整个连接过程分三个部分。首先,在 [1]request_header 通过 http_req_header_to_wire_auth_form 转换为 Buffer

#[inline]

fn http_req_header_to_wire_auth_form(req: &ReqHeader) -> BytesMut {

let mut buf = BytesMut::with_capacity(512);

// Request-Line

let method = req.method.as_str().as_bytes();

buf.put_slice(method);

buf.put_u8(b' ');

// NOTE: CONNECT doesn't need URI path so we just skip that

if let Some(path) = req.uri.authority() {

buf.put_slice(path.as_str().as_bytes());

}

buf.put_u8(b' ');

let version = match req.version {

Version::HTTP_09 => "HTTP/0.9",

Version::HTTP_10 => "HTTP/1.0",

Version::HTTP_11 => "HTTP/1.1",

_ => "HTTP/0.9",

};

buf.put_slice(version.as_bytes());

buf.put_slice(CRLF);

// headers

let headers = &req.headers;

for (key, value) in headers.iter() {

buf.put_slice(key.as_ref());

buf.put_slice(HEADER_KV_DELIMITER);

buf.put_slice(value.as_ref());

buf.put_slice(CRLF);

}

buf.put_slice(CRLF);

buf

}

然后,在 [2] 读取并校验 HTTP Server 的返回值、Header 是否合法:

#[inline]

fn validate_connect_response(resp: Box<ResponseHeader>) -> Result<ProxyDigest> {

if !resp.status.is_success() {

return Error::e_because(

ConnectProxyFailure,

"None 2xx code",

ConnectProxyError::boxed_new(resp),

);

}

// Checking Content-Length and Transfer-Encoding is optional because we already ignore them.

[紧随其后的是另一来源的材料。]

PR #64, opened 2023-05-16
Pre-release branch, `pre`

filiptronicek:
## Description

Creates a convention where `master` gets synced every night to the `pre` branch, from which a new (nightly) version of the extension is published, inspired by [GitLens](https://github.com/gitkraken/vscode-gitlens). 

## Related Issue(s)

Succeeds https://github.com/gitpod-io/gitpod-vscode-desktop/pull/40
https://gitpod.slack.com/archives/C045J13P8A1/p1684171765423839

## How to test
Run the workflow from https://github.com/gitpod-io/gitpod-vscode-desktop/tree/ft/nightly-prereleases. The `pre` branch should update with any `master` changes and if there none, the workflow should not continue.

### DIFF
--- a/.github/workflows/nightly.yml
+++ b/.github/workflows/nightly.yml
@@ -53,7 +53,7 @@ jobs:
   nightly:
     runs-on: ubuntu-latest
     needs: check
-    if: needs.check-release.outputs.status == 'changed' || github.event.inputs.patchVersion
+    if: needs.check.outputs.status == 'changed'
     steps:
       - uses: actions/checkout@v3
       - uses: actions/setup-node@v3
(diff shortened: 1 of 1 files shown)


.github/workflows/nightly.yml
```diff
@@ -5,10 +5,55 @@ on:
...
+          else
+            echo "No pre branch. Creating."
+            git checkout -b pre
+            git push origin pre
+          fi
+          echo "status=changed" >> $GITHUB_OUTPUT
   nightly:
     runs-on: ubuntu-latest
+    needs: check
+    if: needs.check-release.outputs.status == 'changed' || github.event.inputs.patchVersion
```
jeanp413, line 56: Fix typo and shouldn't we always check uf there was any change even if `patchVersion` is provided :thinking: 
```suggestion
    if: needs.check.outputs.status == 'changed'
```

PR #65, opened 2023-05-17
Use createTelemetryLogger api

jeanp413:
## Description

Use createTelemetryLogger api

Related https://linear.app/gitpod/issue/IDE-76/

## How to test

- [x] Check events and error reporting works as expected

You can check telemetry events are logged in the `Extension telemetry` output channel (needs vscode log level set to trace)
image


src/services/telemetryService.ts
```diff
@@ -3,104 +3,22 @@
  *  Licensed under the MIT License. See License.txt in the project root for license information.
  *--------------------------------------------------------------------------------------------*/
 
-import { AppenderData, BaseTelemetryClient, BaseTelemetryReporter, RawTelemetryEventProperties, TelemetryEventProperties } from '../common/telemetry';
-import { Analytics, AnalyticsSettings } from '@segment/analytics-node';
 import * as os from 'os';
 import * as vscode from 'vscode';
```
mustard-mh, line 7: We need a telemetry service or common telemetry file without `vscode` imported, then we can use telemetry directly in `proxy.js`

jeanp413: If we decide to send telemetry in proxy itself, then we can just use the library directly, it's straightforward, but will need to send the segment key to it so we will need another request? feels just adding another point of failure is not worth it

mustard-mh: > just inline it?

We can pass an args in ProxyCommand the includes a JSON file stored in extension global

> then we can just use the library directly

It's because we always reuse IXXXServices, but if we don't want to change too much, yes we can use the lib directly

jeanp413: > We can pass an args in ProxyCommand the includes a JSON file stored in extension global

I expect to not expose it like that :grimacing: 

> It's because we always reuse IXXXServices, but if we don't want to change too much, yes we can use the lib directly

yep but proxy.js is the exception as it's independent and not running in the extension host

akosyakov: It can be a bit different code and segment key can be inlined at the build time.

src/services/telemetryService.ts
```diff
@@ -115,34 +29,167 @@ interface TelemetryOptions {
...
+						if (err) {
+							logService.error('Failed to log event to app analytics:', err);
+						}
+					});
+				},
+				sendErrorData: (error, data) => {
+					const properties = data ?? {};
+
+					// Unhandled errors have no data so use host from config
+					const gitpodHost = properties['gitpodHost'] ?? Configuration.getGitpodHost();
```
mustard-mh, line 83: gitpodHost is vscode.TelemetryTrustedValue

mustard-mh (changes requested):

src/services/telemetryService.ts
mustard-mh: What's the benefit to use `vscode.TelemetryTrustedValue`?

src/services/telemetryService.ts
```diff
@@ -115,34 +29,167 @@ interface TelemetryOptions {
...
+					const userId = properties['userId'] ?? '';
+
+					delete properties['gitpodHost'];
+					delete properties['workspaceId'];
+					delete properties['instanceId'];
+					delete properties['userId'];
+
+					const jsonData = {
+						component: 'vscode-desktop-extension',
+						errorStack: error.stack || String(error),
```
mustard-mh, line 101: Error stack is full now, is it expected? I thought we will filter user data out first at before, i.e. user home path/email?

mustard-mh: i.e. deleted `telemetry.ts` file methods `anonymizeFilePaths` and `removePropertiesWithPossibleUserInfo`

src/services/telemetryService.ts
jeanp413: Ah I see it's only unwrapped for logEvent not for error, [there's a TODO](https://github.com/microsoft/vscode/blob/44ef5cc53127cbaa11dee1728bdf8c24522f8fa0/src/vs/workbench/api/common/extHostTelemetry.ts#L278-L279) about it :facepalm:

`vscode.TelemetryTrustedValue` means it won't be anonymized

PR #66, opened 2023-05-19
Workspace management

jeanp413:
## Description

Depends on https://github.com/gitpod-io/gitpod/pull/17682


src/commands/workspaces.ts
```diff
@@ -0,0 +1,172 @@
...
+		// TODO: getWorkspace API need to return path to open, for now harcode it
+		await vscode.commands.executeCommand(
+			'vscode.openFolder',
+			vscode.Uri.parse(`vscode-remote://ssh-remote+${sshDest.toRemoteSSHString()}/workspace/${wsData.repo}`),
+			{ forceNewWindow: false }
+		);
+	}
+}
+
+export class StopEnvironmentCommand implements Command {
```
akosyakov, line 102: Can we don't use Envronment. It is something which we don't have in other code, let's stick to usual terminology, i.e. `StopWorkspace` or `StopWorkspaceInstance`?

PR #68, opened 2023-05-24
Disable error report if extension is not packaged by GHA IDE-108

mustard-mh:
## How to test

- Package extension locally with `yarn package` and you can throw exception somewhere using `telemetryException`
- Install extension locally
- See if there are logs about it with prefix `Local error report`


akosyakov (approved):
code looks sensible, i did not try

// We choose to do so because we want to be strict for internal use of CONNECT.

// Ignore Content-Length header because our internal CONNECT server is coded to send it.

if resp.headers.get(http::header::TRANSFER_ENCODING).is_some() {

return Error::e_because(

ConnectProxyFailure,

"Invalid Transfer-Encoding presents",

ConnectProxyError::boxed_new(resp),

);

}

Ok(ProxyDigest::new(resp))

}

最后在 [3],将 httpunderlying_stream 返回。至此,TCP 连接已经建立,Pingora 也就可以在这条通道中继续进行 TCP 通信了。